Address
- 212 West Vance Street Refugio, Texas, 78377 United States

District information
- Grades: PK–12
- Schools: 3
- NCES District ID: 4836780

Students and staff
- Students: 685 (2023–2024)
- Teachers: 53.12 (on an FTE basis)
- Student–teacher ratio: 12.90:1

Other information
- Website: www.refugioisd.net

= Refugio Independent School District =

School district in Texas, United States

Refugio Independent School District is a public school district based in Refugio, Texas (USA).

Located in Refugio County, a small portion of the district extends into Bee and Victoria counties.

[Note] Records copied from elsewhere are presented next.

PR #989, opened 2023-05-10
Added event filter for emitters

marioga:
In this PR, we add the capability of filtering which events are fired at the emitter level before inserting them to the event queue. In the case of inotify events, we optimize one step further and mask out events we are not interested in when we call `inotify_add_watch`. We tried to keep the API as general as possible and the changes are fully backwards compatible.

I noticed that there's an earlier draft PR that tried to achieve something similar here: https://github.com/gorakhargosh/watchdog/pull/911/files. It appears to be incomplete and largely abandoned though, so I figured I'll attempt my own thing.

The motivation for this work is that we observed a performance hit in some of our projects when upgrading to the latest watchdog. Events like file opening/closing can be very spammy, especially in a recursive setting. We successfully use the code in this PR to only fire events we care for in our project, e.g., file modifications.

### DIFF
--- a/src/watchdog/observers/inotify.py
+++ b/src/watchdog/observers/inotify.py
@@ -89,6 +89,7 @@ from watchdog.events import (
 from watchdog.observers.api import DEFAULT_EMITTER_TIMEOUT, DEFAULT_OBSERVER_TIMEOUT, BaseObserver, EventEmitter
 
 from .inotify_buffer import InotifyBuffer
+from .inotify_c import InotifyConstants
 
 logger = logging.getLogger(__name__)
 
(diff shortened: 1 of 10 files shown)


BoboTiG:
Thanks a lot @marioga, that's perfect!

Cartroo:
I hoped to use this feature before realising it was so recently added, so I'm looking forward to this getting into a stable release. One observation is that there's a comment in `inotify.py` which implies that directory events will be implicitly added to the filter if running in recursive mode:

> This emitter implementation therefore automatically adds watches for
> sub-directories if running in recursive mode.

However, I can't see any evidence of that here, so unless I'm mistaken it looks like if someone sets an event filter without directory events then the recursive mode will be broken. Perhaps either this documentation should be amended, or the directory events implicitly added for the inotify case if running in recursive mode?

src/watchdog/observers/inotify.py
```diff
@@ -202,6 +208,32 @@ def _decode_path(self, path):
...
+    def get_event_mask_from_filter(self):
+        """Optimization: Only include events we are filtering in inotify call"""
+        if self._event_filter is None:
+            return None
+
+        # always listen to delete self
+        event_mask = InotifyConstants.IN_DELETE_SELF
+        for cls in self._event_filter:
+            if cls in (DirMovedEvent, FileMovedEvent):
+                event_mask |= InotifyConstants.IN_MOVE
```
MPalarya, line 220: hey @marioga @BoboTiG 
first off, thanks for this very appreciated effort

I have a small question- 
If I run
```python
        observer.schedule(
            ...
            event_filter=[FileMovedEvent],
        )
```
We save a lot of ram & cpu by not having to process events like file deletion, etc.
but since both `file-moved` and `dir-moved` are mapped to a single `inotify` flag `IN_MOVE`
We will still queue both events as part of the event-queue (leading to an undesired memory growth that we can avoid)

wouldn't it be better to add another check on top of the low-level inotify mask
to decide whether or not we should queue the event as part of `queue_event()`?

WDYT?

In 2009, the school district was rated "academically acceptable" by the Texas Education Agency.

==History==

On July 1, 1994, the McFaddin Independent School District consolidated into the Refugio district.

==Schools==
- Refugio High School (Grades 7-12)
- Stricklin Elementary School (Grades K-6)

==Athletics==
On December 16, 2011 the Refugio Bobcats were victorious in the State Title game against the Cisco Loboes. With a score of 36-35, the Bobcats claimed their third Championship in school history, and the first since 1982. It was Coach Jason Herring's second championship, as he coached the Sonora Broncos to a title in 2000.

==Notable alumni==
- Dan Firova, Major League Baseball player
- Jared Kelley, Major League Baseball player
- Toya Jones, Track and Field NFL Football player

==Controversy==
In 2011, ESPN's Outside the Lines program highlighted Jason Herring and the Refugio High School football team's preparation for the state playoffs, where they routinely could not avoid running up the score. Having missed the state championship game in three consecutive years, Coach Herring decided to better prepare his team for the postseason, resulting in a heated controversy that even led to death threats to the coach.